The People’s Bank of China set the midpoint rate at 6.8873 per dollar prior to market open, weaker than the previous fix of 6.8862.
In the spot market, the yuan opened at 6.8980 per dollar and was changing hands at 6.9019 at midday, 16 pips weaker than the previous late session close and 0.21 percent softer than the midpoint.
For the week, the onshore yuan is set for a nearly 0.2 percent gain against the U.S. unit, the biggest weekly percentage rise since mid-January.
Traders said the domestic forex market shrugged off increases in short-term interest rates that China’s central bank made on Thursday.
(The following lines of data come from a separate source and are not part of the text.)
Issue #120, opened 2026-03-10
feat: glx merge — combine two GLX archives


isaacschepp:
## Summary

Add a `glx merge` command that combines two GLX archives into one, with conflict detection and resolution.

## Motivation

Research often happens across multiple archives — one researcher works on the maternal line, another on the paternal line, or you import GEDCOM from different sources. Currently there's no way to combine archives without manual file copying and ID deconfliction.

## Example

```bash
# Merge another archive into the current one
glx merge ./other-archive/ --into ./my-archive/

# Dry run to preview conflicts
glx merge ./other-archive/ --into ./my-archive/ --dry-run

# Auto-resolve by preferring the incoming archive
glx merge ./other-archive/ --into ./my-archive/ --prefer incoming
```

```
Merging ./other-archive/ into ./my-archive/

  New entities:
    12 persons, 8 events, 5 relationships, 3 sources

  Conflicts (same ID, different content):
    person-john-smith — born_on differs: "1850" vs "1852"
    source-census-1860 — title differs

  ID collisions (same ID, unrelated entities):
    event-a3f8d2c1 exists in both archives

  Resolution needed for 3 conflicts. Use --prefer or resolve manually.
```

## Implementation Notes

- Load both archives, detect overlapping entity IDs
- Three-way classification: new (only in source), unchanged (identical), conflicting (same ID, different content)
- ID collision handling: auto-rename with suffix when entities are clearly different
- `--prefer local|incoming` for automatic conflict resolution
- `--dry-run` for preview
- Update all internal references when IDs are remapped
- Related to #94 (multi-researcher workflow) and #98 (glx diff)

PR #264, opened 2026-03-29
feat: Add glx merge command to combine two archives

### LINKED ISSUE #273: Merge produces 197 duplicate vocabulary warnings when both archives have standard vocabs
## Summary

When merging two archives that both embed standard vocabularies, `glx merge` reports ~230 "duplicate" warnings for every standard vocabulary entry. This buries the actually useful information (new entities and real entity ID conflicts).

### Root cause

The `mergeMap` helper in `go-glx/types.go` (line 544) only checks **key existence** — it does NOT compare values:

```go
if _, exists := dest[k]; exists {
    duplicates = append(duplicates, fmt.Sprintf("duplicate %s ID: %s", mapType, k))
}
```

Since both archives load the same standard vocabularies via `LoadStandardVocabulariesIntoGLX()`, every one of the 230 standard vocabulary entries triggers a "duplicate" message even though the values are identical.

### Vocabulary entry counts (230 total)

| Category | Count |
|----------|-------|
| event_types | 39 |
| participant_roles | 30 |
| person_properties | 24 |
| source_types | 19 |
| relationship_types | 17 |
| place_types | 16 |
| media_properties | 16 |
| repository_types | 10 |
| source_properties | 10 |
| repository_properties | 9 |
| citation_properties | 9 |
| media_types | 7 |
| place_properties | 7 |
| event_properties | 5 |
| confidence_levels | 4 |
| gender_types | 4 |
| relationship_properties | 4 |

### CLI UX best practices

Terraform plan is the gold standard: show only what changed, suppress identical items entirely, end with a summary count. The [CLI Guidelines (clig.dev)](https://clig.dev/) say: "The more irrelevant output you produce, the longer it's going to take the user to figure out what they did wrong."

### RDF set semantics as precedent

In RDF, a graph is a **set** of triples — duplicate triples collapse silently by definition. Standard vocabulary entries appearing in both archives are analogous: identical definitions for the same ID should merge silently, only conflicting definitions (same ID, different content) warrant a warning.

### Deep equality in Go

`reflect.DeepEqual` is the pragmatic choice for comparing vocabulary structs. The types are small, comparison happens once per merge, and there are no unexported fields. `google/go-cmp` is for tests only (may panic on unexported fields, performance is not a goal).

---

### Approach: Silent dedup for identical values, report only true conflicts

Modify `mergeMap` to compare values with `reflect.DeepEqual`. Identical entries are silently skipped. Only entries with the **same key but different values** are reported as conflicts. Return the count of identical skips so the CLI can show a summary.

### Changes

**1. `go-glx/types.go` — change `Merge()` return type and `mergeMap` logic**

Change `Merge()` signature from:
```go
func (g *GLXFile) Merge(other *GLXFile) []string
```
to:
```go
func (g *GLXFile) Merge(other *GLXFile) (conflicts []string, identicalSkipped int)
```

Change `mergeMap` to accept a `deepEqual bool` parameter (or create a variant). When `deepEqual` is true and `reflect.DeepEqual(dest[k], src[k])` is true, increment skip counter instead of appending to conflicts:

```go
func mergeMap[V any](mapType string, dest, src map[string]V, deepEqual bool) (conflicts []string, skipped int) {
    for k, v := range src {
        if existing, exists := dest[k]; exists {
            if deepEqual && reflect.DeepEqual(existing, v) {
                skipped++
            } else {
                conflicts = append(conflicts, fmt.Sprintf("duplicate %s ID: %s", mapType, k))
            }
        } else {
            dest[k] = v
        }
    }
    return conflicts, skipped
}
```

Use `deepEqual: false` for entity maps (entity ID collisions are always significant) and `deepEqual: true` for vocabulary/property maps (identical standard vocabs should be silent).

**2. `glx/merge_runner.go` — update output formatting**

Change the duplicates display from listing every entry to a tiered output:

```
  Conflicts (3 — skipped, destination kept):
    duplicate persons ID: person-1
    duplicate events ID: event-1
    duplicate sources ID: source-1

  230 identical vocabulary/property entries skipped
```

When there are no conflicts and only identical skips:
```
  No conflicts. 230 identical vocabulary entries skipped.
```

**3. `go-glx/types_merge_test.go` — update tests**

- Update existing tests to handle the new `(conflicts, skipped)` return values
- Add a test case for identical vocabulary entries (skipped == N, conflicts empty)
- Add a test case for conflicting vocabulary entries (same key, different label → appears in conflicts)

### What NOT to do

- **Don't add `--quiet-vocabs` flag** — silent dedup for identical items is the correct default, not a flag
- **Don't add `--verbose` flag** in this issue — that can be a follow-up for showing full details
- **Don't use `cmp.Equal` from go-cmp** — it's for tests only, may panic, performance is not a goal
- **Don't change entity duplicate behavior** — entity ID collisions are always worth reporting even if values happen to be identical

### Files to modify

1. `go-glx/types.go` — change `Merge()` and `mergeMap()` signatures and logic (~15 lines changed)
2. `go-glx/types_merge_test.go` — update test assertions for new return type (~20 lines changed)
3. `glx/merge_runner.go` — update `mergeArchivesInMemory` and output formatting (~15 lines changed)
4. `glx/merge_runner_test.go` — update test assertions (~5 lines changed)

### LINKED ISSUE #569: glx merge: help text says "entity IDs" but duplicates include vocabularies and metadata
## Summary

The `glx merge` command help text says:

> Duplicate entity IDs are reported and skipped

But the underlying `GLXFile.Merge` also reports/skips duplicates for vocabularies, property definitions, and metadata. When merging two archives with standard vocabularies, this produces ~197 "duplicate" lines that are all vocabulary entries, not entities.

### Fix

Update the help text to:

> Duplicate or conflicting items (entities, vocabularies, property definitions, and metadata) are reported and skipped (destination version kept).

### Related

- #273 (merge produces 197 duplicate vocabulary warnings — the UX side of this issue)

Found during Copilot review of PR #264.

---
Fixed in PR #264.

### LINKED ISSUE #594: merge: handle destPath "." (current directory) for multi-file archives
## Problem

`safeWriteMultiFileArchive` uses `os.Rename(destPath, backupDir)` for its backup-then-swap strategy. When `destPath` is `"."` (the CLI default for `--into`), `os.Rename(".", ...)` fails on all platforms:

- **Linux/macOS**: POSIX [explicitly forbids](https://pubs.opengroup.org/onlinepubs/9799919799/functions/rename.html) renaming "." or ".." — returns EINVAL
- **Windows**: Returns ERROR_SHARING_VIOLATION (errno 32) because the cwd directory has an open handle

### os.Rename and "." behavior

POSIX spec: "If either pathname argument refers to a path whose final component is either dot or dot-dot, rename() shall fail." The rationale is preventing cyclical filesystem paths. This is enforced at the kernel level — Go's `os.Rename` just forwards to the syscall.

**`filepath.Abs(".")` resolves this on POSIX.** Converting "." to its absolute path (e.g., "/home/user/archive") removes the special "." component. The kernel treats it as a normal path and the rename succeeds, even if the process's cwd is that directory (POSIX renames work regardless of open handles/cwds — the inode reference remains valid).

### Windows complication

On Windows, `MoveFileEx` (used by `os.Rename`) **cannot rename a directory that is any process's current working directory**. Even with `filepath.Abs`, if the user runs `cd archive && glx merge ../source/`, both the shell and glx.exe hold the directory as cwd. The rename fails.

Key Windows facts:
- `MoveFileEx` does NOT set `MOVEFILE_COPY_ALLOWED`, so cross-volume moves also fail
- No `renameat2(RENAME_EXCHANGE)` equivalent exists on Windows
- Windows Transactional NTFS (TxF) is deprecated by Microsoft

### Go 1.24-1.26 filesystem APIs

- **Go 1.24**: Added `os.Root` + `os.OpenRoot()` for sandboxed filesystem access
- **Go 1.25**: Added `os.Root.Rename()` for sandboxed renames
- **Go 1.26**: No `os.Rename` changes, no `renameat2` wrapper, no atomic directory swap

No standard library solution for atomic directory replacement exists.

### Production patterns (from GitHub research)

| Project | Pattern | Source |
|---------|---------|--------|
| [OpenShift atomicdir](https://github.com/openshift/library-go/blob/master/pkg/operator/staticpod/internal/atomicdir/sync.go) | Write to staging → `renameat2(RENAME_EXCHANGE)` → cleanup old | Linux only |
| [Canonical snapd](https://github.com/canonical/snapd/blob/master/osutil/rename_linux.go) | `renameat2(RENAME_EXCHANGE)` with absolute paths | Linux only |
| [Dolt database](https://github.com/dolthub/dolt/blob/main/go/libraries/utils/file/sync.go) | Write to temp → fsync file → rename → fsync parent dir | Cross-platform |
| [gowarc](https://github.com/nlnwa/gowarc/blob/master/warcfile.go) | `os.Rename` + `fsync` parent directory for crash safety | Cross-platform |
| [cattlecloud/atomicfs](https://github.com/cattlecloud/atomicfs/blob/main/atomicfs.go) | Verify same-device → write to temp → fsync → rename → fsync parent | Cross-platform |

**Crash-safety best practice**: After `os.Rename`, `fsync` the parent directory. Without it, rename metadata may not be persisted (the Dolt and gowarc patterns both do this).

### filepath.Abs reliability

- Reliable on all platforms for normal use
- Does NOT resolve symlinks (use `filepath.EvalSymlinks` if needed)
- Go caches `os.Getwd()` — invalidated by `os.Chdir()` but NOT by external renames of parent dirs

---

### Approach: filepath.Abs + Windows error handling

A one-line fix (`filepath.Abs`) resolves the issue on Linux/macOS. On Windows, if the rename fails due to the cwd lock, return a clear error message.

### Changes

**1. `mergeArchives()` in `merge_runner.go` — resolve paths to absolute early**

```go
func mergeArchives(srcPath, destPath string, dryRun bool) error {
    // Resolve to absolute paths so "." becomes a real path that can be renamed.
    var err error
    destPath, err = filepath.Abs(destPath)
    if err != nil {
        return fmt.Errorf("resolving destination path: %w", err)
    }
    srcPath, err = filepath.Abs(srcPath)
    if err != nil {
        return fmt.Errorf("resolving source path: %w", err)
    }

    // ... rest of function unchanged ...
}
```

This is the primary fix. By converting "." to "/absolute/path/to/archive" before it reaches `safeWriteMultiFileArchive`, the `os.Rename` calls operate on normal paths.

**2. Fix the misleading comment in `mergeArchives()`**

The comment on line 192-194 currently says:
```go
// Save — multi-file archives use crash-safe temp+swap to prevent destruction
// if the write fails. Single-file archives are written directly (atomic rename
// of a single file is handled by the OS).
```

Replace with:
```go
// Save — multi-file archives use crash-safe temp+swap to prevent partial writes.
// Single-file archives use os.WriteFile (not atomic; see #595 for improvement).
```

**3. Add a test for "." as destination**

```go
func TestMergeArchives_DotDestination(t *testing.T) {
    // Create dest archive in temp dir
    destDir := t.TempDir()
    // ... write a person to destDir ...

    // Create source archive in separate temp dir
    srcDir := t.TempDir()
    // ... write a different person to srcDir ...

    // Save original cwd, chdir into dest, merge with "."
    origDir, err := os.Getwd()
    require.NoError(t, err)
    defer os.Chdir(origDir)

    require.NoError(t, os.Chdir(destDir))
    err = mergeArchives(srcDir, ".", false)
    require.NoError(t, err)

    // Verify merge result
    reloaded, dupes, err := LoadArchiveWithOptions(destDir, false)
    require.NoError(t, err)
    assert.Empty(t, dupes)
    assert.Len(t, reloaded.Persons, 2)
}
```

**4. (Optional) Add fsync of parent directory after rename for crash safety**

Per the Dolt/gowarc patterns, add fsync after the rename in `safeWriteMultiFileArchive`:

```go
// Move temp into place
if err := os.Rename(tmpDir, destPath); err != nil {
    _ = os.Rename(backupDir, destPath)
    return fmt.Errorf("moving merged archive into place: %w", err)
}

// Sync parent directory to ensure rename is persisted to disk
if pdir, err := os.Open(filepath.Dir(destPath)); err == nil {
    _ = pdir.Sync()
    _ = pdir.Close()
}
```

### What NOT to do

- **Don't add `renameat2`/`RENAME_EXCHANGE`**: Linux-only, requires `golang.org/x/sys/unix` dependency, and the current backup+swap pattern is sufficient for a CLI tool
- **Don't add `os.Chdir()` to work around Windows**: Changing the process cwd has side effects and the user's shell still holds the directory. Better to fail with a clear message.
- **Don't switch to in-place update**: Loses crash safety that `safeWriteMultiFileArchive` was specifically designed for

### Windows behavior after fix

With `filepath.Abs`, the rename uses an absolute path. If the user is cd'd into the destination:
- The Go process has inherited that cwd
- `os.Rename` on the absolute path will fail with ERROR_SHARING_VIOLATION
- The existing error handling catches this: `return fmt.Errorf("backing up original: %w", err)`
- The error message is already clear enough: "backing up original: rename C:\Users\...\archive C:\Users\...\archive.bak: The process cannot access the file because it is being used by another process."

This is acceptable — the user just needs to run from a parent directory or use `--into path/to/archive` instead of relying on the "." default.

### Relationship to other issues

- **#595** (single-file not atomic): The comment fix in step 2 addresses the misleading claim. The actual atomic write fix is separate scope.
- **#593** (media binary copying): Unrelated to path resolution but affects the same `safeWriteMultiFileArchive` function.
- **#570** (dry-run test): Orthogonal — different test case.

### Files to modify

1. `glx/merge_runner.go` — add `filepath.Abs` calls + fix comment
2. `glx/merge_runner_test.go` — add "." destination test

### LINKED ISSUE #595: merge: writeSingleFileArchive uses os.WriteFile, not atomic temp+rename
## Problem

`writeSingleFileArchive` uses `os.WriteFile` which opens the file with `O_TRUNC`, immediately destroying the old content before writing new content. A failed write (disk full, power loss, signal) leaves a corrupt or zero-length file. The merge command's comment previously claimed this was "atomic" but it is not.

The misleading comment was already fixed in commit 9ab453a (#594).

### os.WriteFile internals

`os.WriteFile` opens with `O_WRONLY|O_CREATE|O_TRUNC`, which **truncates the file to zero bytes before any data is written**. On failure at any point after open, the old content is permanently lost.

### Go standard library status

- No atomic file write utility exists in Go 1.24-1.26
- [Proposal #22397](https://github.com/golang/go/issues/22397) to add one has been open since 2017 with no progress
- [Issue #56173](https://github.com/golang/go/issues/56173) was merged to document that `os.WriteFile` is not atomic

### Available libraries

| Library | Stars | Windows? | fsync? | API | Notes |
|---------|-------|----------|--------|-----|-------|
| [google/renameio/v2](https://github.com/google/renameio) | 671 | No | File only | `WriteFile()` + `NewPendingFile()` | Most mature; Linux/macOS only |
| [natefinch/atomic](https://github.com/natefinch/atomic) | 208 | Yes | File + WRITE_THROUGH | `WriteFile(filename, io.Reader)` | Cross-platform; uses deprecated ioutil |
| [moby/sys/atomicwriter](https://pkg.go.dev/github.com/moby/sys/atomicwriter) | New | Yes | Yes | `WriteFile()` drop-in for os.WriteFile; also `WriteSet` for multi-file | Newest (April 2025), from Docker team |

### The correct atomic write pattern

```
1. os.CreateTemp(filepath.Dir(target), ".tmp-*")   — same directory = same filesystem
2. Write content to temp file
3. f.Sync()                                         — ensures data on stable storage
4. f.Close()
5. os.Chmod(temp, filePermissions)                  — set correct permissions before rename
6. os.Rename(temp, target)                          — atomic on POSIX (same filesystem)
7. (optional) fsync parent directory                — for crash durability beyond atomicity
```

On failure at any step, remove the temp file. The original file remains untouched.

### fsync considerations

- **File fsync** (step 3): Prevents a crash from leaving a 0-length file at the target after rename. Required for atomicity.
- **Directory fsync** (step 7): Prevents the rename itself from being rolled back after a power loss. Required for full durability, but [google/renameio explicitly skips it](https://github.com/google/renameio/issues/11) for performance, arguing that atomicity (no corrupt files) is sufficient for most applications.
- For a genealogy CLI tool, file fsync is sufficient. Directory fsync is overkill.

### Windows behavior

- `os.Rename` uses `MoveFileExW` with `MOVEFILE_REPLACE_EXISTING` — works for files (unlike directories)
- Not guaranteed atomic by MSDN, but atomic in practice on NTFS for same-volume files
- `natefinch/atomic` adds `MOVEFILE_WRITE_THROUGH` for extra safety
- Files opened by Go can be renamed over (Go sets `FILE_SHARE_DELETE`), but files held by other programs (editors, antivirus) may block the rename

### Which callers are affected

| Caller | Context | Risk |
|--------|---------|------|
| `mergeArchives()` single-file path | **Overwrites existing file** | HIGH — this is the primary target of this issue |
| `runMigrate()` single-file path | Overwrites existing file | HIGH — tracked in #597 |
| `renameEntities()` single-file path | Overwrites existing file | HIGH — tracked in #597 |
| `importToSingleFile()` | Creates new file | LOW — no existing file to corrupt |
| `joinArchive()` | Creates new file (checks existence first) | LOW |

---

### Approach: Add `atomicWriteFile` helper, no new dependencies

Roll a minimal atomic write function (~25 lines) rather than adding a library dependency. The pattern is simple, well-understood, and avoids pulling in a dependency for one function.

### Changes

**1. Add `atomicWriteFile()` to `fileops.go`**

```go
// atomicWriteFile writes data to a file atomically using a temp file + rename.
// The target file either has the old content or the new content, never a partial
// write. The temp file is created in the same directory to ensure same-filesystem
// rename.
func atomicWriteFile(path string, data []byte, perm os.FileMode) error {
    dir := filepath.Dir(path)
    tmp, err := os.CreateTemp(dir, ".glx-tmp-*")
    if err != nil {
        return fmt.Errorf("creating temp file: %w", err)
    }
    tmpPath := tmp.Name()

    // Clean up temp file on any failure
    success := false
    defer func() {
        if !success {
            tmp.Close()
            os.Remove(tmpPath)
        }
    }()

    if _, err := tmp.Write(data); err != nil {
        return fmt.Errorf("writing temp file: %w", err)
    }
    if err := tmp.Sync(); err != nil {
        return fmt.Errorf("syncing temp file: %w", err)
    }
    if err := tmp.Close(); err != nil {
        return fmt.Errorf("closing temp file: %w", err)
    }
    if err := os.Chmod(tmpPath, perm); err != nil {
        return fmt.Errorf("setting file permissions: %w", err)
    }
    if err := os.Rename(tmpPath, path); err != nil {
        return fmt.Errorf("replacing target file: %w", err)
    }

    success = true
    return nil
}
```

**2. Update `writeSingleFileArchive()` in `archive_io.go`**

Replace `os.WriteFile` with `atomicWriteFile` only when overwriting an existing file. For new files, `os.WriteFile` is fine (no old content to corrupt).

The simplest approach: always use `atomicWriteFile` since it works for both new and existing files (rename creates the file if it doesn't exist):

```go
func writeSingleFileArchive(path string, glx *glxlib.GLXFile, validate bool) error {
    serializer := createSerializer(validate, true, "  ")
    yamlBytes, err := serializer.SerializeSingleFileBytes(glx)
    if err != nil {
        return fmt.Errorf("failed to serialize GLX file: %w", err)
    }
    if err := atomicWriteFile(path, yamlBytes, filePermissions); err != nil {
        return fmt.Errorf("failed to write GLX file: %w", err)
    }
    return nil
}
```

**3. Add test for atomic write**

```go
func TestAtomicWriteFile(t *testing.T) {
    dir := t.TempDir()
    path := filepath.Join(dir, "test.glx")

    // Write initial content
    require.NoError(t, atomicWriteFile(path, []byte("original"), 0o644))
    data, err := os.ReadFile(path)
    require.NoError(t, err)
    assert.Equal(t, "original", string(data))

    // Overwrite atomically
    require.NoError(t, atomicWriteFile(path, []byte("updated"), 0o644))
    data, err = os.ReadFile(path)
    require.NoError(t, err)
    assert.Equal(t, "updated", string(data))

    // Verify permissions
    info, err := os.Stat(path)
    require.NoError(t, err)
    assert.Equal(t, os.FileMode(0o644), info.Mode().Perm())
}

func TestAtomicWriteFile_NewFile(t *testing.T) {
    dir := t.TempDir()
    path := filepath.Join(dir, "new.glx")

    require.NoError(t, atomicWriteFile(path, []byte("content"), 0o644))
    data, err := os.ReadFile(path)
    require.NoError(t, err)
    assert.Equal(t, "content", string(data))
}
```

### What NOT to do

- **Don't add a library dependency** (renameio, natefinch/atomic, moby/sys) — the pattern is 25 lines, well-understood, and adding a dependency for one function is overkill for a CLI tool
- **Don't fsync the parent directory** — atomicity (no corrupt files) is sufficient; full durability (survive power-loss rename rollback) is overkill for a CLI tool whose archives are in Git
- **Don't change callers that write to NEW files** (import to new path, join to new path, init) — no corruption risk when there's no existing file to lose
- **Don't change the multi-file write path** — `safeWriteMultiFileArchive` already handles crash safety for multi-file merges via temp+swap

### Files to modify

1. `glx/fileops.go` — add `atomicWriteFile()`
2. `glx/archive_io.go` — change `writeSingleFileArchive()` to use `atomicWriteFile()`
3. `glx/fileops_test.go` (or new test file) — add tests for `atomicWriteFile()`

### Relationship to other issues

- **#594** (dot path): Already fixed the misleading comment referencing this issue
- **#597** (migrate/rename crash safety): Filed during this research — those commands should also adopt `atomicWriteFile` once it exists

isaacschepp:
## What and why

New `glx merge` command that combines two GLX archives, with duplicate detection and dry-run support. This implements the basic merge flow from #120; conflict resolution (`--prefer`) is deferred to a follow-up.

```bash
glx merge ./other-archive/ --into ./my-archive/
glx merge ./other-archive/ --into ./my-archive/ --dry-run
```

## Related issues

Partial implementation of #120 (basic merge with duplicate skip; `--prefer` conflict resolution deferred)
Closes #273
Closes #569
Closes #594
Closes #595

## Testing

- [x] 3 unit tests: new entities, duplicates, empty source
- [x] 1 integration test: disk round-trip (write, merge, reload, verify no duplicates)
- [x] 1 test for "." as destination (chdir into dest, merge with ".", verify result)
- [x] 5 tests for atomicWriteFile (new file, overwrite, permissions, no temp leak, invalid dir)
- [x] 2 tests for identical vocab dedup (silently skipped) and conflicting vocab (reported)
- [x] 24 library-level merge tests pass
- [x] Full test suite passes, `go vet` clean

## Breaking changes

None


noahbjohnson (changes requested):
A quick docs pass in these places is the only blocker:
  - CHANGELOG.md — no entry for glx merge
  - glx/README.md — not updated
  - website/.vitepress/config.js — not updated
  - docs/guides/hands-on-cli-guide.md — not updated

noahbjohnson (approved):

Economists said the move was a bid to stave off capital outflows and keep the yuan currency stable after the Federal Reserve raised U.S. rates overnight.
On Friday, a state-owned Chinese newspaper said the United States has historically followed a “selfish” interest rate policy, warning of negative spillover effects from the Fed’s rate-hiking cycle.
The traders said there would have been a real impact on the domestic market if China had raised its benchmark interest rate.
But the increases in inter-bank rates had no impact, traders said, as they were catching up with ones the market had already made.
“The market was in tentative mood. And there is some resistance at around 6.9030 per dollar level,” said a Shanghai-based dealer at a foreign bank, adding traders were cautious and the yuan-dollar direction not so clear amid uncertainty in the relationship between China and the United States.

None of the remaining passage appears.